We fixed it in three passes, each one smaller than the last:
- Swap → optional. One parameter change. Stopped the late font-swap reflow that was producing a Cumulative Layout Shift of 0.104 — over the "good" threshold.
- Self-hosted the fonts. Pulled all twelve weight files onto our own server, cutting two cross-origin round trips out of the critical path entirely. CLS dropped to a flat 0.
- Removed the custom fonts altogether. Once every other metric was already high, font loading — even self-hosted — was the only thing left holding Performance back from triple digits. We made a deliberate call: trade the brand's distinctive serif headlines for zero font network requests, on this one performance-critical page. Not a new default. Just an honest trade, logged as one.
The lesson that stuck: on a text-only landing page, check font-loading strategy before chasing anything else. It's usually the entire story.
Two contrast bugs, same root cause, found a week apart
Our own accessibility checklist has said "verify orange-on-bone and orange-on-ink text meets WCAG AA" since the day this design system existed. It took an actual failing Lighthouse run to discover that nobody had ever calculated the ratio. Plain brand orange on our bone background measures roughly 2.75:1 — nowhere near the 4.5:1 floor for normal text. It had been sitting on the process-step number badges and the FAQ expand icon the entire time.
A separate, unrelated contrast bug turned up earlier in the same week: a muted gray comparison column, deliberately styled to look washed-out, that turned out to actually fail at roughly 3.7:1. Different bug, same underlying mistake — a checklist item existing is not the same thing as a checklist item being followed.
A heading level nobody could see by looking
Lighthouse's accessibility audit flagged a heading order violation in two places: a nonprofit section and the entire footer, both jumping from an <h2> straight to an <h4> with no <h3> in between.
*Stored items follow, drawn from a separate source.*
Issue #13214, opened 2022-09-06
[MU4 Issue] Chord symbols do not render in MusicXML files


MarcSabatella:
**Describe the bug**
When loading a MusicXML file, any chord symbols present or loaded after do not render correctly - the roots are missing (so you see just "7" instead of "G7")

**To Reproduce**
1. Open any MusicXML file
2. If it has chord symbols, look at them
3. If not, try entering a new chord symbol: select first note, Ctrl+K, type "G7", hit Esc
4. See error: The chord symbols are missing their roots  "7" instead of "G7" etc.

**Expected behavior**
Chord symbols should display with their roots

**Screenshots**
![image](https://user-images.githubusercontent.com/1799936/188709321-2d605852-2fce-4736-accf-dd213f0649e7.png)

**Platform information**
 - OS: Linux

**Additional context**
The problem is that the chord description file that would normally be loaded as part of the basic score reading process seems to be skipped for MusicXML files.  The workaround is to go to Format / Style / Chord Symbols, change the appearance from Standard to Jazz and then back.  This forces the style file to be loaded.

This was originally reported in https://musescore.org/en/node/334422 but I just ran into it again and realized it was never reported here on GitHub.

lvinken:
Issue does not reproduce for me using commit 56b4855 on x86_64 Ubuntu 22.04.

edellaq:
On OSX it happens too.

My setup:
iMac (Retina 4K, 21.5-inch, Late 2015), 3,1 GHz Intel Core i5 quad-core
8 GB 1867 MHz DDR3, Intel Iris Pro Graphics 6200 1536 MB
OSX 12.6.2 (Monterey)

MarcSabatella:
@Tantacrul this is coming up quite often and is presumably a very simple fix.

@lvinken - I don't think the issue is likely to be in the MusicXML code specifically but in how the initialization of the score style is handled. Somewhere there should be a call to function that loads a chord description file during import.  Unfortunately I don't really know how it is supposed to work anymore.

I've edited the description to include a MusicXML file that reproduces the problem.

MarcSabatella:
That too; description updated.

MarcSabatella:
As per newly added comments, this also affect MIDI.  Wherever the code to initiatialize the chordlist moved to, it isn't happening for imported scores.

lvinken:
Will have a look at the MusicXML import code, but as far as I recall it does not explicitly load a score style.

[...]

PR #10113, opened 2021-12-16
[MU4] fix #10103: Chord symbols are recognized (parsed) properly only in a just created scores

RomanPudashkin:
Resolves: https://github.com/musescore/MuseScore/issues/10103

Issue #10103, opened 2021-12-15
[MU4 Issue] Chord symbols are recognized (parsed) properly only in a just created scores 


DmitryArefiev:
**To Reproduce**
1. Create a score
2. Add some notes
3. Save and close
4. Reopen
5. Select note and enter chord input mode
6. Type **am7** and hit Space - you see **m7** instead of Am7 

https://user-images.githubusercontent.com/90187801/146188507-31649f9d-ee89-439c-a47f-7f195b636184.mp4

**Expected behavior**

**Screenshots**

**Desktop:**
 - OS: all

RomanPudashkin:
I'm working on it

DmitryArefiev:
Tested on Win10, Mac12, LinuxMint 20.2 - FIXED

PR #17427, opened 2023-05-01
[MusicXML] Apply fix for #10103 to all non-native imported files

asattely:
Resolves: https://github.com/musescore/MuseScore/issues/13214

There was an issue (https://github.com/musescore/MuseScore/issues/10103) about chord symbols being mangled in version 4.0 of MuseScore. It was fixed by PR https://github.com/musescore/MuseScore/pull/10113 by adding an explicit call to `score->checkChordList()` for 4.0 scores. The issue at hand appears to be the exact issue that the PR fixed, so this PR follows in its footsteps by adding an explicit call to `checkChordList` in all cases of XML import.

### DIFF
--- a/src/importexport/bww/internal/bww/importbww.cpp
+++ b/src/importexport/bww/internal/bww/importbww.cpp
@@ -554,7 +554,7 @@ Err importBww(MasterScore* score, const QString& path)
     if (!fp.open(QIODevice::ReadOnly)) {
         return engraving::Err::FileOpenError;
     }
-
+    score->checkChordList();
     Part* part = new Part(score);
     score->appendPart(part);
     Staff* staff = Factory::createStaff(part);
--- a/src/importexport/capella/internal/capella.cpp
+++ b/src/importexport/capella/internal/capella.cpp
@@ -2826,6 +2826,7 @@ Err importCapella(MasterScore* score, const QString& name)
         return Err::NoError;
     }
     fp.close();
+    score->checkChordList(); // make sure chordList is populated so we can import harmony objects
     convertCapella(score, &cf, false);
     return Err::NoError;
 }
--- a/src/importexport/guitarpro/internal/importgtp.cpp
+++ b/src/importexport/guitarpro/internal/importgtp.cpp
@@ -2949,7 +2949,6 @@ static Err importScore(MasterScore* score, mu::io::IODevice* io)
     }
 
     score->loadStyle(u":/engraving/styles/gp-style.mss");
-
     score->checkChordList();
     io->seek(0);
     char header[5];
--- a/src/importexport/midi/internal/midiimport/importmidi.cpp
+++ b/src/importexport/midi/internal/midiimport/importmidi.cpp
@@ -1282,7 +1282,7 @@ Err importMidi(MasterScore* score, const QString& name)
         loadMidiData(mf);
         opers.setMidiFileData(name, mf);
     }
-
+    score->checkChordList();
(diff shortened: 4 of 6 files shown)


cbjeukendrup:
I believe the same applies to MIDI import and potentially other import formats. Would it be a good idea to fix those in this PR as well?

asattely:
I'll investigate that now! I admit my knowledge of all of the types we can import is lacking

Jojo-Schmitz:
Well, handbook to the rescire ;-)  https://musescore.org/en/handbook/4/full-table-contents#Import-file-formats

cbjeukendrup:
All importers are derived from the `INotationReader` class, so that might help as well.

asattely:
How's this? If an importer loads some kind of custom chordlist it'll overwrite it, but loading the default chordlist here ensures that every importer has a valid chordlist it can use.

Jojo-Schmitz:
And remove it from other places, like https://github.com/musescore/MuseScore/pull/10113/files#diff-3fb520990974dcda5b381307834f2710da86829ff30a8c41cabd84918a200cdeR179 ?

asattely:
> And remove it from other places, like https://github.com/musescore/MuseScore/pull/10113/files#diff-3fb520990974dcda5b381307834f2710da86829ff30a8c41cabd84918a200cdeR179 ?

The change I made does not apply to mscx files; it's only hit when importing non-native file types. So we need both!

cbjeukendrup:
Ha, just wanted to say the same :)

But I'm not sure whether `NotationProject::doImport` is the best place for this. For example, the unit tests (and VTests too, I believe) are not aware of the existence of `NotationProject`. On the other hand, we also call `score->checkChordList();` in places like `MasterNotation::setupNewScore`, of which the unit tests are not aware either...

Maybe we should create a general method somewhere that finalizes the score after it has been created or read, and call that method in all places where we such thing needs to be done? (So probably, that will still need to be inside each individual importer, so that it will also be called by the unit tests.)

Or maybe we should even call it in the constructor of `MasterScore`? We do call it in the constructor of `Score` that is used to create part scores, but we don't call it in the default `Score()` constructor nor in the `MasterScore` constructor, which seems odd to me.

asattely:
Using the constructor of `MasterScore` seems reasonable. It can't be set as a final step, because the importers use the chordList in the process of importing harmony objects. If I need to add it to every importer individually I can do that as well. I'll play around with it and see what I can come up with

cbjeukendrup:
(Somehow I have a feeling that I've already posted this comment before, but it looks like I didn't, so here we go:)

I'm still not entirely sure if this is the best solution, since it is so scattered. I've also looked at the 3.x code (where `checkChordList` was still a method of `MStyle`), and it turns out that originally we _did_ call `checkChordList` always _before_ importing any format, namely here: https://github.com/musescore/MuseScore/blob/2513676e512d29d554cb6c4d37d3efaf53ea2c5b/mscore/file.cpp#L2340-L2349
(in this piece of code, `score->style().load()` also calls `checkChordList`).

In MuseScore 4, it was simply not added back in an equivalent place.

With this in mind, I would suggest reconsidering to place it for example in `NotationProject::doImport` before the call to `scoreReader->read`.

MarcSabatella:
I seem to recall you saying that too, and I *know* I made a similar comment in the issue.  Absolutely, each importer should not have to deal with this.

Long term, it would be possible to largely eliminate a ton of the code involved with chord list management (much of which is due to legacy from MU1).  All the more reason not to increase the dependencies on the current system by adding calls more places than necessary.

Visually, nothing was wrong — the text sizes looked exactly like they were supposed to. Heading order isn't a visual property. It's a document-structure property a sighted reviewer has no reason to ever notice, and a screen-reader user immediately does.
Why we stopped trusting a single Lighthouse run
Across roughly an hour of repeated testing on one completely unchanged page, Performance returned 96, 85, 78, 99, 91, and 97. That's not six different bugs. That's normal lab variance — simulated network conditions and device emulation noise that Google's own documentation explicitly warns about. The fix wasn't a code change at all; it was breaking each run down with the Lighthouse Scoring Calculator to check whether the underlying metrics (FCP, LCP, TBT, CLS) had actually moved, instead of reacting to one composite number.
The actual secret sauce
There isn't a single clever trick in any of this. The methodology is just: test against the real tool, fix what it actually finds, write down exactly what broke and why the moment it's fixed, and don't let a later page contradict what an earlier page already proved was true. Every fix above is now a numbered entry in our internal design system document — not so we can say we did it once, but so the same mistake has a much harder time happening twice, on this site or a client's.
We hold our own site to the exact same checklist we use on every audit — published and not retouched after the fact.